Ну, не видя исходного кода, все, что мы можем сделать, это спекулировать.Возможно, это может быть способ разработчика кодировать выходные данные на стороне сервера.Точно так же, как мы часто конвертируем " в " для предотвращения XSS, они могут делать что-то, где они конвертируют это в ”, если есть пробел справа, и “, если есть пробел дляосталось создать "модные" цитаты.

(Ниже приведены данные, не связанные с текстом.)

PR #1425, opened 2023-11-28
Fix build setup race condition

jonathanindig:
Our build setup is implemented in sbt as a `Tests.Setup` value which I guess gets run in parallel. I couldn't figure out a way to make it run only once using sbt so now the setup uses a lock file.. 🤷

### DIFF
--- a/build.sbt
+++ b/build.sbt
@@ -282,31 +282,34 @@ val sparkSettings = Seq(
     } else {
       baseDir.mkdirs()
       lockFile.createNewFile()
+      lockFile.deleteOnExit()
 
-      if (destDir.exists()) {
-        println(s"$destDir already exists, skipping download and extract")
-      } else {
-        val pkgFile = baseDir / filename
-        if (!pkgFile.exists()) {
-          pkgFile.createNewFile()
-          println(s"Downloading $distUrl to $pkgFile...")
-          (distUrl #> pkgFile).!!
-        }
-
-        println(s"Verifying checksum for $pkgFile for $distVersion...")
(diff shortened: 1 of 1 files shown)


build.sbt
```diff
@@ -250,17 +261,55 @@ val sparkSettings = Seq(
...
+          throw new Exception(s"Checksum mismatch for $pkgFile for $distVersion. Expected:\n$expectedChecksum\nGot:\n$actualChecksum")
+        }
+
+        println(s"Extracting $pkgFile to $baseDir")
+        println(Seq("tar", "-zxpf", pkgFile.toString, "-C", baseDir.toString).!!)
       }
-      println(s"Extracting $pkgFile to $baseDir")
-      Seq("tar", "-zxpf", (baseDir / filename).toString, "-C", baseDir.toString).!
+
+      lockFile.delete()
```
jeremyrsmith, line 309: I think you also have to set up `lockFile.deleteOnExit()` right after you create it, or you could end up with lockfiles that don't get deleted if there's an exception or what have you.

Also, you should wrap everything between create and delete in a `try` and put the delete in `finally`.

jeremyrsmith:
The fact that this is necessary makes me worried. Feels like something else is wrong, or there's generally a better way that we're supposed to be doing this stuff. We don't have to block the workaround, but we should at least look into that a bit further.

jonathanindig:
Agreed, this is fairly hacky and a lot more than I initially wanted to do (see the commit history 😓 ). 

It's been a long time since I've dealt with SBT so maybe there's a simpler solution to this...

PR #399, opened 2022-07-17
refactor(context): executionCtx always returns ExecutionContext.

### LINKED ISSUE #385: How to modify the definition of executionCtx in Context interface?
CleanShot 2022-07-16 at 00 01 27@2x

I'm using the js module syntax, but the tsc tell me that executionCtx maybe undefined. so how can I resolve this problem?

I know I can use `c.executionCtx!.waitUntil`, is there has another solutions ?

usualoma:
This PR fixes #385.

### Summary

This PR will replace executionCtx() with a getter method to check the type to runtime.

#### May executionCtx() return a FetchEvent?

Since the FetchEvent object satisfies the ExecutionContext interface, how about returning a FetchEvent from executionCtx() even if we have a FetchEvent? I think users will be able to use executionCtx().waitUntil() without being aware of whether it is Service Worker syntax or new Module Worker format.

#### Checking the type with instanceof

In this PR, I am checking the type in `this._executionCtx instanceof FetchEvent`.
I am not familiar with the performance differences, but is there anything that makes it less desirable than `'respondWith' in this._executionCtx`?

### DIFF
--- a/src/context.ts
+++ b/src/context.ts
@@ -11,8 +11,8 @@ type Env = Record<string, any>
 export interface Context<RequestParamKeyType extends string = string, E = Env> {
   req: Request<RequestParamKeyType>
   env: E
-  event: FetchEvent | undefined
-  executionCtx: ExecutionContext | undefined
+  event: FetchEvent
+  executionCtx: ExecutionContext
   finalized: boolean
 
   get res(): Response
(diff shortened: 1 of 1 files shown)


bytemain (approved):

yusukebe:
Hi @usualoma !

Thank you for your implementation.

> how about returning a FetchEvent from executionCtx() even if we have a FetchEvent?

It's good that the `executionCxt()` returns FetchEvent if it is not ExecutionContext.

> I think users will be able to use executionCtx().waitUntil() without being aware of whether it is Service Worker syntax or new Module Worker format.

I agree with you.

> Checking the type with instanceof

I think `this._executionCtx instanceof FetchEvent` is simpler and better than the previous implementation, it's OK.

All right, let's go this.

PR #400, opened 2022-07-17
Pass path to serve-static middleware when using cloudflare module workers

raytracer:
I had a problem using the `{path: "..."}` option with the serve-static middleware when using cloudflare module workers. This should hopefully fix it.


yusukebe:
Hi @raytracer !

Ah, I forgot it. Thank you for your help!
I'll release v2.0.2 including this fix later.

PR #402, opened 2022-07-17
Update context.ts

bkniffler:
Allow typecast in context.get(), e.g.

```ts
const user = context.get<User>('user');
```


yusukebe:
Nice! Thank you!

PR #424, opened 2022-07-27
Create middleware

winston0410:


yusukebe:
Hi @winston0410 !

Thank you for your PR, but we can't accept this.
Because the middleware in this repository should not depend on other libraries.
This middleware depends on `@cfworker/json-schema`.

So, it should be a "*third-party*" middleware. We can make the validator middleware together.
However, the code in this PR has room for improvement.
We have to write tests, we should consider error handling.

Let's discuss this in the another place.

Я бы попробовал такие полезные данные, как это:
test%22%20test - test" test - изменилось ли это, чтобы закрыть котировку? test%20%22test - test "test - изменилось ли оно на открытую котировку? %22te%22st%22 - "te"st" - что случилось со средней цитатой?Есть ли разница в поведении?test%22%0atest - test"\ntest" - изменилось ли использование новой строки что-нибудь?test%5c%22test - test\"test" - изменился ли обратный слеш?%22%22%22%22%22%22%22%22 - """""""" - какие цитаты были закодированы?что произойдет, если я использую больше / меньше цитат.чет / нечет.и т. д.
Это отчасти зависит от ответов на эти вопросы, но если все кавычки закодированы (независимо от того, превращаются ли они в причудливые кавычки в юникоде или становятся "e;), это может просто не произойти.можно получить XSS, если вы «пойманы в ловушку» в строке.
В будущем, возможно, будет полезно включить вывод HTML (при необходимости анонимизировать).